D. What sample size would be required to ensure that β does not exceed 0.10 if the true mean is 44 hours?

Note that σ = 1.25, δ = 44-40 = 4, α = 0.05, and β = 0.10.

#zα
zα <-qnorm(p=.05, lower.tail=FALSE)
zα
## [1] 1.644854
#zβ
zβ <-qnorm(p=.10, lower.tail=FALSE)
zβ
## [1] 1.281552

Since zα = 1.644854 and zβ = 1.281552, the sample size required to detect this departure from Ho: μ = 40 is

#sample size
zα = zα; zβ = zβ; σ = 1.25; δ = 4
n <- ( ( (zα + zβ)^2 * σ^2) / δ^2 )
n
## [1] 0.8363132

n = 0.8363132 ≈ 1

To achieve a much lower power of 0.90, a sample size, n = 1, would be required.

E. Explain how could you answer the question in part A by calculating an appropriate confidence bound on battery life.

Parameter of Interest: The parameter of interest is μ, the mean battery life in hours.

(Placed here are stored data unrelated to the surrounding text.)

PR #400, opened 2021-03-22
Make EEPROM variable 'extern'

### LINKED ISSUE #399: EEPROM variable declared static instead of extern
```warning: 'EEPROM' defined but not used [-Wunused-variable]```

This warning occurs because EEPROM.h declares the EEPROM variable as follows:

```static EEPROMClass EEPROM;```

This means that the EEPROM variable is local (not exported) from every file that includes EEPROM.h.

I'm [developing a program](https://github.com/jamessynge/tiny-alpaca-server) using the Arduino framework that has lots of source files. I do unit testing on a linux host, so I find it convenient to have a platform.h header file that includes either the Arduino framework header files that are used by the source file, or my minimal host versions of those Arduino files for execution on host. Among those files is EEPROM.h, so for every .cpp files that includes my platform.h file but doesn't actually use EEPROM I see the warning above. The fix is quite simple, and I'm happy to provide a PR if the team is interested.

jamessynge:
Fixes https://github.com/arduino/ArduinoCore-avr/issues/399, a compiler warning in any compilation unit where EEPROM.h is directly or indirectly included by not used.

### DIFF
--- a/libraries/EEPROM/src/EEPROM.cpp
+++ b/libraries/EEPROM/src/EEPROM.cpp
@@ -1,0 +1,4 @@
+#include "EEPROM.h"
+
+EEPROMClass EEPROM;
+
--- a/libraries/EEPROM/src/EEPROM.h
+++ b/libraries/EEPROM/src/EEPROM.h
@@ -142,5 +142,5 @@ struct EEPROMClass{
     }
 };
 
-static EEPROMClass EEPROM;
+extern EEPROMClass EEPROM;
 #endif


sauttefk:
+1

matthijskooijman:
This change looks good at first glance.

However, `EEPROMClass` really is a class with just methods (so no members that require storage, though I think an object needs at least one byte anyway), so I wonder if the use of `static` here might not help the compiler to optimize away the `EEPROM` object (since it knows that the `static` object cannot be used in any other compilation units, so can be tossed if not needed). OTOH, LTO might make this a moot point, or adding `static` might actually do the reverse if the compiler cannot optimize away the object, then using EEPROM from multiple compilation units will result in multiple duplicate EEPROM objects.

Could you maybe test this? I think a good test would be a sketch that uses EEPROM from two different compilation units (i.e. two .cpp files, two .ino files are joined into one compilation unit) and then compile it with and without this PR applied. If the compilation with this PR applied used less or the same amount of memory, then I'm all for merging this.

matthijskooijman:
Also: If the memory usage does become worse, an alternative fix for this could be the gcc `unused` attribute to suppress the warning (with a good comment explaining why it is needed).

jamessynge:
OK, I've tested as requested and found no difference in the amount of Flash or RAM. You can find the test cases in [this commit](https://github.com/jamessynge/arduino_experiments/commit/d6967f71817b29680764f1930919622f0806f914).

jamessynge:
Just woke up in the middle of the night with the thought that I made a mistake in that test. Hold off until I verify tomorrow.

jamessynge:
I did make a mistake, but having updated the test programs and ensured that I was modifying the correct copy of the EEPROM.h file, the conclusion is the same: **there is no change in the size of the program or the RAM usage, whether the variable is extern or static.**

I'm a bit perplexed why having `static EEPROMclass EEPROM;` in multiple compilation units doesn't result in an increase in RAM size, but perhaps the compiler is determining that the code never uses the address of the EEPROM variable. I'm not at all sure if that is a thing the compiler can do.

matthijskooijman (approved):
> I'm a bit perplexed why having static EEPROMclass EEPROM; in multiple compilation units doesn't result in an increase in RAM size, but perhaps the compiler is determining that the code never uses the address of the EEPROM variable. I'm not at all sure if that is a thing the compiler can do.

Yeah, I think that's probably what happens indeed.

Thanks for the thorough testing, looks like you covered any reservations I could have made, so I think this looks good to merge. It's not up to me to merge this, though, but I'll mark my approval and leave it to others to pick this up for merging :-)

Null hypothesis, H0: H0: μ = 40 hours

Alternative hypothesis, H1: H1: μ > 40 hours

A 95% Confidence Interval for the Mean Battery Life (Upper-Tailed Test)

Step 1. γ = 0.95

Step 2. c = 1.644854

#c
c<-qnorm(p=.05, lower.tail=FALSE)
c
## [1] 1.644854

Step 3. x̄ = 40.5

Step 4. k = 0.6501855

#k
xbar = 40.5; σ = 1.25; n = 10
k <-(c * σ / sqrt(n))
k
## [1] 0.6501855

CONF0.95{μ ≤ 41.15019}

#upper bound
upper.bound <-(xbar + c * σ / sqrt(n))
upper.bound
## [1] 41.15019

Conclusion:

Since 40 is part of the confidence interval, we fail to reject the null hypothesis. There is no enough evidence to support the claim that battery life exceeds 40 hours.